Out along the trench lines, both sides enjoyed an impromptu and unauthorized truce. According to a Georgian, "The men had suspended their work without being so ordered and in a few minutes they were passing in full sight of each other, shouting the compliments of the season, giving invitations to cross over and take a drink, to come to dinner, to come back into the Union, . . . and other amenities, which were a singular contrast to the asperities of war."

Many of the Union troops enjoyed what a New Hampshire soldier noted in his diary as a "fine Christmas dinner for all." On the Confederate side there was a concerted effort to see that the men at the front got something special this day. "The newspapers urged the movement forward, committees were appointed to collect and forward the good things to the soldiers," wrote a Virginian in gray. The effort paid off for some. "We had . . . a big Christmas dinner and . . . our Christmas passed off very pleasantly," reported a North Carolina infantryman. In another company the men eagerly waited for the Christmas bounty to arrive. When it did finally show up (two weeks late) it consisted of "one drumstick of a turkey, one rib of mutton, one slice of roast beef, two biscuits, and a slice of lightbread." It was the thought that counted for most, and, recalled a young Rebel, "we thanked our benefactors and took courage."



Yet even amid these holiday reflections, signs of the end were apparent. A New York boy, writing home December 25, observed, "We have cheering news every day—it is evident the confederacy is rapidly falling to pieces."

Surprisingly, even at this point in the war, with his reelection secure and the end of the fighting in sight, Abraham Lincoln was still prepared to negotiate an end to the conflict. While it would have been political suicide for him actively to promote such talks, it was not impossible for him to use intermediaries to accomplish the same goal. So when a veteran Washington politician named Francis P. Blair, Sr., came to him with a fantastic scheme to unite North and South in a common war against Mexico, Lincoln gave him a pass to travel to Richmond to present his plan to Jefferson Davis in the hope it would lead to broader talks.

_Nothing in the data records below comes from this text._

PR #594, opened 2018-11-13
Remove pure kubectl Che deployment instructions

mkuznyetsov:
### What does this PR do?
replace old instructions for deploying single-user Che using pure kubectl https://github.com/eclipse/che/pull/11894 , with approach of using Helm

https://github.com/eclipse/che/issues/11135

### DIFF
--- a/src/main/pages/setup-kubernetes/kubernetes-single-user.adoc
+++ b/src/main/pages/setup-kubernetes/kubernetes-single-user.adoc
@@ -56,7 +56,7 @@ kubectl apply -f ./tiller-rbac.yaml
 helm init --service-account tiller
 ----
 +
-* Ensure that you have an NGINX-based Ingress controller. This is the default Ingress controller on Minikube. To start it, use the `minikube addons enable ingress` command.
+* Ensure that you have an Ingress controller enabled. To start it on Minikube, use the `minikube addons enable ingress` command.
 * DNS discovery should be enabled. It is enabled by default in Minikube.
 
 [id="cluster-ip"]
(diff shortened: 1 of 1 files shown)


src/main/pages/setup-kubernetes/kubernetes-single-user.adoc
```diff
@@ -7,28 +7,96 @@ permalink: kubernetes-single-user.html
...
+minikube start --cpus 2 --memory 4096 --extra-config=apiserver.authorization-mode=RBAC
+----
++
+** For Minikube 0.25.2 and lower, use the following command:
++
+----
+minikube start --cpus 2 --memory 4096 --extra-config=apiserver.Authorization.Mode=RBAC
+----
++
+* To deploy role binding, use the following command:
```
sleshchenko, line 27: >  To deploy role binding

I think it makes sense to describe: Which role binding? Why it is needed?

src/main/pages/setup-kubernetes/kubernetes-single-user.adoc
```diff
@@ -7,28 +7,96 @@ permalink: kubernetes-single-user.html
...
+kubectl apply -f ./tiller-rbac.yaml
+----
++
+.. Install `tiller`.
++
+----
+helm init --service-account tiller
+----
++
+* Ensure that you have an NGINX-based Ingress controller. This is the default Ingress controller on Minikube. To start it, use the `minikube addons enable ingress` command.
```
sleshchenko: Actually, Che is able to work on Kubernetes if any Ingress controller is there.

sleshchenko (approved):
LGTM

src/main/pages/setup-kubernetes/kubernetes-single-user.adoc
mkuznyetsov: ok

Through Blair the groundwork was laid for such a discussion, though it was Davis who sought to use the occasion to political advantage. If he could force Lincoln to declare a posture of unconditional surrender toward the Confederacy, it might stiffen sagging Southern morale enough to extend the fighting through the summer when, perhaps, the Northern electorate would finally grow weary of the bloodshed. To this end Davis appointed three men who favored a negotiated settlement to a peace commission, but he fatally limited their authority by refusing to let them even discuss the issue of Confederate independence. Lincoln arrived at the conference—which took place on February 3 on board the steamer River Queen anchored off Fortress Monroe, Virginia—equally determined to reunite the fractured United States. He was prepared to offer Southern slaveholders financial recompense for the "property" they would lose because of the abolition of slavery, but the discussions never got that far.



The three commissioners returned to Richmond, where two of them appeared at a mass meeting to denounce Lincoln's demand for "unconditional surrender." A Union soldier before Petersburg, after reading accounts in Northern and Southern newspapers, reflected, "Poor deluded wretches these Confederates, they will never unite with us again until every hope of success is lost!"

Grant, who had personally intervened to facilitate the talks, moved with equal purpose to show that there was no lack of will to win. On February 4 he ordered an expedition to the Boydton Plank Road with instructions to interdict the enemy's wagons that were still bringing supplies up from Stony Creek Depot. General Meade futilely protested the operation, certain that there would be no dramatic victory to satisfy the press, which would then lambast him for ordering such a purposeless undertaking.